A Tariff Time-Bomb
A critical part of the One Big Beautiful Bill’s budget equation may evaporate with a judicial pen stroke in the very near future. By Phillip W. Magness

President Donald Trump secured the first major legislative victory of his term with the adoption of the “One Big Beautiful Bill” Act, a multi-trillion-dollar spending package intended to codify his budgetary priorities. The measure contained a small victory for American taxpayers by forestalling the expiration of a 2018 income-tax cut this year. At the same time, fiscal hawks had much to criticise about the exorbitant new spending provisions, which are projected to accrue at least US$3 trillion in additional budget deficits over the next decade. The bill also contain a US$5 trillion increase in the national debt limit, removing a legislative constraint on government borrowing and setting the US national debt on track for an expansion to over US$41 trillion.

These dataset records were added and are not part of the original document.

PR #29, opened 2016-09-29
[JENKINS-38381] API to receive asynchronous notifications

jglick:
Related to https://github.com/jenkinsci/workflow-job-plugin/pull/27.

@reviewbybees esp. @oleg-nenashev


src/main/java/org/jenkinsci/plugins/durabletask/FileMonitoringTask.java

The One Big Beautiful Bill’s supporters portray the measure’s income tax cuts as a boon for economic growth, while its detractors worry about the profligate spending that is set to commence, including over US$160 billion in border and immigration enforcement funding along with the usual flurry of legislative pork. However, the One Big Beautiful Bill faces another obstacle on the horizon in the form of a ticking time bomb of tariffs. When preparing its budget calculations for the measure, Trump’s economic team relied on a new revenue source to offset its spending extravaganzas. The Council of Economic Advisors expects at least US$2.8 trillion in new tax receipts over the next decade from the tariffs the administration has been imposing on international trade with the rest of the world since the infamous “Liberation Day” press conference back in April.